PR #132, opened 2024-06-13
[CMake][CUDA] static libs

ajaypanyala:


attic/src/integrator/cuda/gauxc-cuda_integrator.cmake
```diff
@@ -64,7 +64,12 @@ else()
 
 endif()
 
-target_link_libraries( gauxc PUBLIC CUDA::cublas )
+if(BUILD_SHARED_LIBS)
```
wavefunction91, line 67: Per offline comments - the way GauXC is build (shared/static) is orthogonal to how CUDA is linked. I agree exposing this flexibility is important (because you can't/shouldn't link static + shared CUDA in the same project), but it should default based on `BUILD_SHARED_LIBS`. I would rename this `GAUXC_LINK_CUDA_STATIC`, defaulted to `OFF` and in the top-level project setting
```
set(GAUXC_LINK_CUDA_STATIC ${BUILD_SHARED_LIBS} CACHE BOOL "Link GauXC with static CUDA libs" FORCE)
```

wavefunction91 (changes requested):

wavefunction91 (approved):

wavefunction91 (approved):

Issue #134, opened 2024-07-08
Numerical inaccuracies on consumer grade GPUs


mikovtun:
Running the test suite on device (#91) fails for the H3 test system (GKS GGA) when running on an NVIDIA RTX 3060 because the calculated `VXCx` and `VXCy` norms differ from the CPU calculations by about `1e-7`. This failure does not occur on the professional line of cards (tested on A100, L40, and A40). The likely cause is a different implementation of the `rsqrt` call between the RTX and professional cards. 

This is the first time different GPUs have caused a non-negligible difference in calculations, which this issue serves to document. While consumer cards can be used (with caution), they are not the intended hardware to be used with GauXC.

PR #91, opened 2023-11-28
Device UKS/GKS Implementation

mikovtun:
This PR adds device (CUDA) support for XC calculations with Unrestricted and Generalized Kohn-Sham references. LDA and GGA functionals are supported.

PR #135, opened 2024-07-18
HIP compilation

ryanstocks00:
Similar to https://github.com/wavefunction91/ExchCXX/pull/39, I had to make these minor changes to get GauXC to compile with HIP

### DIFF
--- a/src/xc_integrator/local_work_driver/device/scheme1_base.cxx
+++ b/src/xc_integrator/local_work_driver/device/scheme1_base.cxx
@@ -441,9 +441,9 @@ void AoSScheme1Base::eval_collocation_hessian( XCDeviceData* _data ) {
   eval_collocation_shell_to_task_hessian( max_l, 
     data->l_batched_shell_to_task.data(), aos_stack.device_tasks,
     data->device_backend_->queue() );
-#endif
   
   data->device_backend_->check_error("collocation hess" __FILE__ ": " + std::to_string(__LINE__));
+#endif
 }
 
 void AoSScheme1Base::eval_collocation_laplacian( XCDeviceData* _data ) {
@@ -461,9 +461,9 @@ void AoSScheme1Base::eval_collocation_laplacian( XCDeviceData* _data ) {
   eval_collocation_shell_to_task_laplacian( max_l, 
     data->l_batched_shell_to_task.data(), aos_stack.device_tasks,
     data->device_backend_->queue() );
-#endif
   
   data->device_backend_->check_error("collocation lapl" __FILE__ ": " + std::to_string(__LINE__));
+#endif
 }
 
 


src/xc_integrator/local_work_driver/device/cuda/kernels/uvvars.cu
```diff
@@ -306,7 +306,7 @@ void eval_uvvars_gga( size_t ntasks, size_t npts_total, int32_t nbf_max,
   {
   dim3 threads( cuda::warp_size, cuda::max_warps_per_thread_block / 2, 1 );
   dim3 blocks( std::min(uint64_t(4), util::div_ceil( nbf_max, 4 )),
-               std::min(uint64_t(16), util::div_ceil( nbf_max, 16 )),
+               std::min(uint64_t(GGA_KERNEL_SM_BLOCK_Y), util::div_ceil( npts_max, GGA_KERNEL_SM_BLOCK_Y )),
```
ryanstocks00, line 309: I think the nbf_max usage here was potentially a bug? Have replaced with nbf_max

wavefunction91: It's not a bug, but potentially not optimal on some hardware. What have you been testing on? In principle, these parameters should be tuned, these were just the ones that were found to perform best on V100/A100.

wavefunction91 (commented):
This is a bit more complicated than https://github.com/wavefunction91/ExchCXX/pull/39, I'm happy to work with you on getting this fixed up, but the HIP implementation is GauXC is a bit delicate (or at least it was for older HIP/ROCm on MI250/300 a few years ago when this was a priority) - the kernels are prone to silent errors due to suboptimal resource usage emitted by the optimizing compilers (i.e. the kernel is too large for the launch parameters, and we never really hardened the implementation to do the "right" thing). Getting e.g. the `uvvars` kernels to work was quite a bit of effort, IIRC.

I can provide you with some of our canonical stress test cases to validate the implementation - again, I don't have access to AMD hardware at the moment, so I can't really test anything on my end.

ajaypanyala:
@wavefunction91 @ryanstocks00 After a couple of minor tweaks to the build to enable successful `hipblas` discovery, I was able to build the code on Frontier.  However, when I run a test, I get 

```terminate called after throwing an instance of 'GauXC::generic_gauxc_exception'
  what():  Generic GauXC Exception (EXX + non-CUDA NYI)
  File     /lustre/orion/chm216/scratch/panyala/TAMM/bdft/GauXC_External-prefix/src/GauXC_External/src/xc_integrator/local_work_driver/device/scheme1_base.cxx
  Function virtual void GauXC::AoSScheme1Base::eval_exx_ek_screening_bfn_stats(XCDeviceData *)
  Line     1389
```

wavefunction91:
Thanks Ajay, yea, we don't have a HIP implementation of snK (although, it might be easy to add, would just need to tune the kernel params, it's linear along the wavefront), so we just need to add the logic to not run that test.

Can you provide the diff for the build system stuff?

ajaypanyala:
No worries, I realized that just now reg. sn-K. The regular XC eval works fine. Can I commit the build system changes to this PR ?

wavefunction91:
That would be up to @ryanstocks00.

src/xc_integrator/local_work_driver/device/cuda/kernels/uvvars.cu
ryanstocks00: Is it guaranteed that npts_max is greater than nbf_max? My understanding from a perusal of the function is that the y axis is iterating over the points rather than basis functions so the nbf_max could have been problematic? I'm still working on testing it all out, so certainly haven't got as far as performance tuning yet

ryanstocks00:
> This is a bit more complicated than [wavefunction91/ExchCXX#39](https://github.com/wavefunction91/ExchCXX/pull/39), I'm happy to work with you on getting this fixed up, but the HIP implementation is GauXC is a bit delicate (or at least it was for older HIP/ROCm on MI250/300 a few years ago when this was a priority) - the kernels are prone to silent errors due to suboptimal resource usage emitted by the optimizing compilers (i.e. the kernel is too large for the launch parameters, and we never really hardened the implementation to do the "right" thing). Getting e.g. the `uvvars` kernels to work was quite a bit of effort, IIRC.
> 
> I can provide you with some of our canonical stress test cases to validate the implementation - again, I don't have access to AMD hardware at the moment, so I can't really test anything on my end.

Yes we have had similar issues on the MI250 hardware. My main priority here was getting something that would compile so as not to break our HIP CI pipeline. I haven't yet gone through thorough testing as I was going to get it integrated on nvidia systems first. That said we do have access to AMD hardware so am happy to do whatever testing you think will be useful. I'm hopeful there will be more useful contributions going forward as I wrap my head around it all.

@ajaypanyala happy for you to commit changes to this PR - do you have the required permissions to push to the branch in my repo?

src/xc_integrator/local_work_driver/device/cuda/kernels/uvvars.cu
wavefunction91: It's not guaranteed, although it usually is. I agree, what's there is likely a typo, but the kernel is hardened to take any block/grid dimension and still give the right results (i.e. whether or not loops get executed is based on the number of warps in the thread block).

I'll check to see whether this kneecaps the performance of this kernel in prod - if there's no change or it's better, I'll accept it for being "correct", if it's worse I'll come back with a hand-wavy/tin-foil-hat reason for why that's the case :).

ajaypanyala:
> @ajaypanyala happy for you to commit changes to this PR - do you have the required permissions to push to the branch in my repo?
I do not have the permissions. Could you please add me ?

wavefunction91:
@ajaypanyala How are you testing this? Just the UTs or are you running something non-trivial (e.g. Ubi)? I'd like to get a full run of Ubi/DZ on AMD HW before merging this. 

Also, we might want to wait until #91 is merged as it will require additional updates to get to work with HIP - potentially some issues to work out viz runtime errors as well for large systems. Might need to coordinate with @mikovtun to get a bit test system (they have some big things they're testing with).

ajaypanyala:
@wavefunction91 Tested with Ubi/DZ (pbe0) on MI250X.

ajaypanyala:
@wavefunction91 Is this ready to go (modulo the merge conflict) ?

ryanstocks00:
@wavefunction91 @ajaypanyala I have fixed the merge conflicts so that it successfully compiles with HIP, however it fails a lot of tests, would be great to get some more experienced eyes over it

wavefunction91:
Hi @ryanstocks00, sorry for the delay. I've recently changed jobs, so I'm still in the process of renormalizing where my time is spent.

Great that this compiles. Could you provide more info on which tests are failing? That will help us pin point where things could be going wrong. It might also be worth running the standalone_driver through rocgdb to see if we can see which kernels are dying. If I recall the last time I worked with AMD/HIP, the issue was invariably silent kernel launch failures due to hard coded launch params (optimized for A100).

ryanstocks00:
@wavefunction91 hope Microsoft is treating you well! (Is this project likely to continue much development?)

The HIP code seems to be correct for LDA functionals so I think I must have stuffed something in the GGA code during the merge (not sure the MGGA code was ever fully implemented in HIP). I attempted to run rocgdb on standalone_driver as suggested using an MI250 however didn't get any errors - is this the right process? [hip_mi250_standalone_b3lyp_rocgdb.txt](https://github.com/user-attachments/files/17188229/hip_mi250_standalone_b3lyp_rocgdb.txt) The output is non-deterministic for both EXC and VXC.

I have attached the output from running `./gauxc_test` on both NVIDIA and AMD - interestingly there is some small numeric noise on the 4080 that causes some of the tests to fail but I assume this is just because it is not a datacenter GPU)

[cuda_4080s_standalone_b3lyp.txt](https://github.com/user-attachments/files/17188052/cuda_4080s_standalone_b3lyp.txt)
[cuda_4080s_test.txt](https://github.com/user-attachments/files/17188053/cuda_4080s_test.txt)
[hip_mi250_standalone.txt](https://github.com/user-attachments/files/17188054/hip_mi250_standalone.txt)
[hip_mi250_standalone_b3lyp.txt](https://github.com/user-attachments/files/17188055/hip_mi250_standalone_b3lyp.txt)
[hip_mi250_test.txt](https://github.com/user-attachments/files/17188056/hip_mi250_test.txt)

wavefunction91:
@ryanstocks00 Thanks, this is helpful to diagnosing the problem (I think). Lots to unpack here, I'll try to cover everything.

> Is this project likely to continue much development?

Yes, updated may be rolled out slower, but dev and support will continue.

> The HIP code seems to be correct for LDA functionals so I think I must have stuffed something in the GGA code during the merge

Nothing obvious from what I can see from the updates, but I agree with this assessment based on the results you've shared

> I attempted to run rocgdb on standalone_driver as suggested using an MI250 however didn't get any errors

This *should* indicate that kernels are not failing to launch (although I'm not precluding it, `rocgdb` is not the most stable software on earth)

>  is this the right process?

Looks like it

>The output is non-deterministic for both EXC and VXC.

Can you expand on this? Both for LDA and GGA? 

> 4080

Yes, this is known https://github.com/wavefunction91/GauXC/issues/134. I'm not completely sold on the use of consumer GPUs for high-performance DFT simulations (happy to be proven wrong!), so I don't think I'll be prioritizing that for some time (that, and I don't have a consumer grade GPU to test on!)




Based on the results you've shared, I think the next think to check is whether or not the LDA gradients work on AMD. If they do, we can at least preclude the collocation gradients being the problem (as well as a more extensive testing of the  batched BLAS - they'll run through similar paths). If those work, then it's in one of two kernels - the `uvvars` or the `zmat`. Since EXC looks busted for GGAs, I'd suspect (at least) the former is the cuprit. When I was designing that kernel, it was definitely tuned for NVIDIA SM structure (e.g. warp len of 32 + square process grids within the block). I'm not sure the behaviour of e.g. the warp level reductions on AMD and whether or not there's a non-obvious race condition. This should also be a problem for LDA (i.e. if the logic is fixed there, it should be fixed everywhere), but It might be worth another look.

Again, I don't have access to AMD hardware at the moment, so there's not a ton I can do on the debugging side. Happy to brainstorm debugging ideas though, let me know.






P.S. I'm sure you're aware of this, but just to be explicit - running the standalone driver with b3lyp for benzene will fail the checks as only the SVWN5 data is saved there. I'm assuming you ran those to get the reference numbers for B3LYP?

ryanstocks00:
@wavefunction91 thank you very much for the detailed response. I don't think we can check the grads on AMD as I get a "Generic GauXC Exception (LDA Grad NYI for HIP Backends)".

**The output is non-deterministic for both EXC and VXC. _Can you expand on this? Both for LDA and GGA?_**
Using the standalone driver, EXC and VXC are both correct for LDA, both non-deterministic for GGA (and order of magnitude different to the correct value calculated with the host CPU implementation)

I have finally managed to get it to compile and run with HIP on a NVIDIA machine and get much the same results as on AMD (correct LDA, non-deterministic GGA) which I think rules out AMD launch configuration issues and probably warp length issues so I'm pretty sure it is a code issue. This could potentially be a way for you to test as well since the issue is replicatable on NVIDIA hardware. If there's a good way to narrow down which kernel is the issue that would be very helpful (e.g. does the fact that the "Li / SVWN5 / sto-3g" tests in gauxc_test fail despite being LDA mean anything?).

ryanstocks00:
I think I have now got gauxc running correctly with HIP on a NVIDIA machine - the problem was the vvar grad kernel which required the thread block to be square. I think this will still be problematic on AMD machines as there isn't sufficient shared memory with the increased warp length so will need some more modification though I'm going to have to put this on the backburner for a bit due to other priorities

wavefunction91:
> `vvar_grad`

For the GGA energy or for the gradient? You should only call the `vvar` kernel for non-gradients.

Admittedly, I hadn't fully appreciated how complicated that code became with the latest refactor to support GKS, etc. I'll try to set aside some time to look at this over the coming week. FWIW - this set of kernels used to work (obviously), it might just require looking over the [AMD commits](https://github.com/wavefunction91/GauXC/commits?author=dmcdougall) to see what worked in the past and try to see how to translate it into the new format.

Thanks for continuing to take a look at this, the effort has been very helpful and much appreciated.

mikovtun:
Hey, if I can weigh in, when I was authoring the nvidia kernels I noticed a _very_ similar output when I was testing with a 3060ti. If I remember right, I was getting that very same `0.0000001368` diff on the H3 VXCs, and the culprit was nvidia's implementation of `sqrt` differing between product lines. As documented in #134, the issue goes away on an A100. Could be a coincidence you got that same value, or it could point to AMDs impl using the same algorithm for `sqrt` as the consumer grade nvidia cards. Nice PR!

ryanstocks00:
@mikovtun good pickup! I think you might be on to something - If I use CUDA on a 4080 I get exactly the same 0.0000001368 errors, however I do not get the 0.0000000131 or 0.0000000009 errors. Interestingly if I compile the HIP version for the 4080 I _do_ get the 0.0000000131 and 0.0000000009 errors so it is clearly not only a hardware discrepancy? Bizarre but at least all the errors are now replicable on NVIDIA hardware

PR #137, opened 2024-09-10
guard against gnu exetension

JorgeG94:
#warning is a GNU extension and this fails to compile with NVHPC, I added a little guard :)

### DIFF
--- a/src/xc_integrator/local_work_driver/host/obara_saika/src/config_obara_saika.hpp
+++ b/src/xc_integrator/local_work_driver/host/obara_saika/src/config_obara_saika.hpp
@@ -252,9 +252,11 @@ namespace XCPU {
 
 // Scalar SIMD Emulation
 #else
-
+#ifdef __GNUC__
   #warning "Warning: ISA Not Specified: Using Scalar Code"
-
+#else
+  #pragma message "Warning: ISA Not Specified: Using Scalar Code"
+#endif
   #define SIMD_TYPE double
   
   #define SIMD_LENGTH 1


wavefunction91 (approved):
lgtm thanks - however, I've not ever had a problem with NVHPC, strange that this is a problem now. Actually, I've also never had a problem LLVM compilers in general (it's in the [CI pipeline](https://github.com/wavefunction91/GauXC/blob/master/.github/workflows/build_and_test_compiler_zoo.yml#L17)...).

Can you share versions / environment, etc? 

Also - if you're seeing this warning, you're likely compiling without vectorization. This should be avoided, as the host part of the GPU code path is sensitive to this as well. In general, if you're compiling in `Release`, you should also append

```-DCMAKE_CXX_FLAGS="-march=native"```

we've gone back and forth about adding this by default (ala Psi4's build harness), but discovered a few edge cases where that might not be optimal

JorgeG94:
> lgtm thanks - however, I've not ever had a problem with NVHPC, strange that this is a problem now. Actually, I've also never had a problem LLVM compilers in general (it's in the [CI pipeline](https://github.com/wavefunction91/GauXC/blob/master/.github/workflows/build_and_test_compiler_zoo.yml#L17)...).
> 
> Can you share versions / environment, etc?
> 
> Also - if you're seeing this warning, you're likely compiling without vectorization. This should be avoided, as the host part of the GPU code path is sensitive to this as well. In general, if you're compiling in `Release`, you should also append
> 
> `-DCMAKE_CXX_FLAGS="-march=native"`
> 
> we've gone back and forth about adding this by default (ala Psi4's build harness), but discovered a few edge cases where that might not be optimal

Hi! this was with nvhpc 24.7 on a grace hopper system. I've had weird experiences with nvhpc complaining about code when other compilers do not. I tried adding march=native to my compilation and it still found the #warning (when I reverted my small change). I just build with :  `cmake -DCMAKE_CXX_FLAGS="-march=native" ../`

PR #145, opened 2025-05-14
Fixes Molecule Ctors

ryanmrichard:
The original templated ctor has a signature compatible with copy/move construction and a  higher precedence than the copy/move ctors. In turn, attempting to copy/move a `Molecule` object causes the compiler to pick the templated ctor, which leads to a compiler error. 

This PR:
- Introduces SFINAE to fix the titular problem.
- Adds unit tests so this doesn't break again.
- Removes the use of some deprecated C++ standard library functions.

### DIFF
--- a/include/gauxc/molecule.hpp
+++ b/include/gauxc/molecule.hpp
@@ -16,10 +16,16 @@
 namespace GauXC {
 
 class Molecule : public std::vector<Atom> {
+private:
+  /// Testes if the base class can be constructed from @p Args
+  template <typename... Args>
+  using can_construct_base_t = 
+    std::is_constructible_v<std::vector<Atom>, Args...>;
 
 public:
 
-  template <typename... Args>
+  template <typename... Args, 
+            typename = std::enable_if_t<can_construct_base_t<Args...>>>
   Molecule( Args&&... args ) :
     std::vector<Atom>( std::forward<Args>(args)... ) { }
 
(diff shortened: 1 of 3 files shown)


include/gauxc/molecule.hpp
```diff
@@ -7,42 +7,57 @@
...
-    std::vector<Atom>( std::forward<Args>(args)... ) { }
+  using disable_if_molecule_t =
+      std::enable_if_t<all_not_molecule<Args...>::value>;
+
+public:
+  template <typename... Args,
+            typename = disable_if_molecule_t<std::decay_t<Args>...>>
+  Molecule(Args &&...args) : std::vector<Atom>(std::forward<Args>(args)...) {}
 
-  Molecule( const Molecule& )          = default;
```
wavefunction91, line 26: Please remove linting artifacts. I won't point them out everywhere, but there's quite a few.

wavefunction91 (changes requested):

include/gauxc/molecule.hpp
ryanmrichard: That's what I get for not looking at the diffs before submitting. Will do! I probably won't get to it until tomorrow morning.

ryanmrichard: Fixed.

wavefunction91 (approved):
Lgtm, thanks!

### Problem statement:
Determine how many lines above hold the word "Specified", then give only that number.

### Output of the exercise:
2